▶ **WORK ITEM**
Below are some records. Return exactly the lines from the one containing "is retained, as" through the one containing "-9,6 +9,7 @@ import javax.enterprise.inject.Instance;", both included, and only those.

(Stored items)
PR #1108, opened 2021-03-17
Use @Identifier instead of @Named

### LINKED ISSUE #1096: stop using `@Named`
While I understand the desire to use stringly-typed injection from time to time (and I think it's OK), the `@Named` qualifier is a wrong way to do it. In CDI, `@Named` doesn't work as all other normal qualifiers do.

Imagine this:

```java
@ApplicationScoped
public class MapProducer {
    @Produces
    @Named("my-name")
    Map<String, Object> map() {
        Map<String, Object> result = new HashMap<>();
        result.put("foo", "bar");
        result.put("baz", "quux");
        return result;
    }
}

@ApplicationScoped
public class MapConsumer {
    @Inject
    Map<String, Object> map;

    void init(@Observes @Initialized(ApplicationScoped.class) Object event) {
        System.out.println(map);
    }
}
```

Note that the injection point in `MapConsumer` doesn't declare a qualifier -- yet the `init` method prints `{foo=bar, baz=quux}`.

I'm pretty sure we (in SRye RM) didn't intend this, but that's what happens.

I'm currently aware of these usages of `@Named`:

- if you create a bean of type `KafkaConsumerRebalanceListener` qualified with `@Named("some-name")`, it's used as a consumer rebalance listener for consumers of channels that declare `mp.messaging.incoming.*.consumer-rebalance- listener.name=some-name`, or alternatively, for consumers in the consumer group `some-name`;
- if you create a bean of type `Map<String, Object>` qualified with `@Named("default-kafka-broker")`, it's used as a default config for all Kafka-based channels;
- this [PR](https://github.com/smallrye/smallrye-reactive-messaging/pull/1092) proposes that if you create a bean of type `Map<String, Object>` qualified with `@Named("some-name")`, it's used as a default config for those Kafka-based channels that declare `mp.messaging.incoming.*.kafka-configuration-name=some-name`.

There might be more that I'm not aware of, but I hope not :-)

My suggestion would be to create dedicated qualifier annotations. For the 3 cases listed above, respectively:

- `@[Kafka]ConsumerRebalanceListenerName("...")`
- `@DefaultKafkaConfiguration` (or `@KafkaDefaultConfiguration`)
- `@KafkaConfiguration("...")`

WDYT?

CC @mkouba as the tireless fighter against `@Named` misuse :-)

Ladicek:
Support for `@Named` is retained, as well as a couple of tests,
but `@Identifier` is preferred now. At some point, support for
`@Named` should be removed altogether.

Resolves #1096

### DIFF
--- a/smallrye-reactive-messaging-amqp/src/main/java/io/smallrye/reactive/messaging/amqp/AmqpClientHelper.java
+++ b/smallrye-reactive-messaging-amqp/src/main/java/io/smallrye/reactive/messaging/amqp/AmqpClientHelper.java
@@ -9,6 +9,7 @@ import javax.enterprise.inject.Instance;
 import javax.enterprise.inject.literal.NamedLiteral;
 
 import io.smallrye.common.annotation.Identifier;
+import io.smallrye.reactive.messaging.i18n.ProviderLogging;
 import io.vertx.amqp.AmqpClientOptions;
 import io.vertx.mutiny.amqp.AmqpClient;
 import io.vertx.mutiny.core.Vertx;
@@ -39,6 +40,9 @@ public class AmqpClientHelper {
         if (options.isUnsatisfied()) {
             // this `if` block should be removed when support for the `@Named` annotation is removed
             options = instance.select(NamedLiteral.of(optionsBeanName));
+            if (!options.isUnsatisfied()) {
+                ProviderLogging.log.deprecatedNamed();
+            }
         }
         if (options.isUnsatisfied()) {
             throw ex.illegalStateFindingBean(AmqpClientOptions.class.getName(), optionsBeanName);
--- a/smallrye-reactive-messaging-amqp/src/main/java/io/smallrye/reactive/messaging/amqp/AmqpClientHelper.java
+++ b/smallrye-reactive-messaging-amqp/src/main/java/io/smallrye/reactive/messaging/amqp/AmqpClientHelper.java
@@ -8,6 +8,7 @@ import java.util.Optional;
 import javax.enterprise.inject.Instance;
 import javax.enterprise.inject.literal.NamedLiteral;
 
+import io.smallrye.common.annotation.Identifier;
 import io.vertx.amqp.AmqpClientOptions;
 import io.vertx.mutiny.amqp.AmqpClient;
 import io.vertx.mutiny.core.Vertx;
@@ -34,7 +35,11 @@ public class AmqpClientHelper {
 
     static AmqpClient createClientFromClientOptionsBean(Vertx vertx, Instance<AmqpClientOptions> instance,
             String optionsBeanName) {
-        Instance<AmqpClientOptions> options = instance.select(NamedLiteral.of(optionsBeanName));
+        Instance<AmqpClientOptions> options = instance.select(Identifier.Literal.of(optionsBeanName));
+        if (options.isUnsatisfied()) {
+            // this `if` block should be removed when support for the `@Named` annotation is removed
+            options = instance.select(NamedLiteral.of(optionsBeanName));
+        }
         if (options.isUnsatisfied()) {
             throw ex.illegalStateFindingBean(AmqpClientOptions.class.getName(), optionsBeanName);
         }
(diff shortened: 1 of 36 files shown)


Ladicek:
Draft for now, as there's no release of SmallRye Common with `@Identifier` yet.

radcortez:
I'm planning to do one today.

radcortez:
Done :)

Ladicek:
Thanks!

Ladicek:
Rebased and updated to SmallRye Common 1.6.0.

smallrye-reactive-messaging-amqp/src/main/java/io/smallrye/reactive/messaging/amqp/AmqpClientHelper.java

▶ **THE COMPLETED TASK**
Support for `@Named` is retained, as well as a couple of tests,
but `@Identifier` is preferred now. At some point, support for
`@Named` should be removed altogether.

Resolves #1096

### DIFF
--- a/smallrye-reactive-messaging-amqp/src/main/java/io/smallrye/reactive/messaging/amqp/AmqpClientHelper.java
+++ b/smallrye-reactive-messaging-amqp/src/main/java/io/smallrye/reactive/messaging/amqp/AmqpClientHelper.java
@@ -9,6 +9,7 @@ import javax.enterprise.inject.Instance;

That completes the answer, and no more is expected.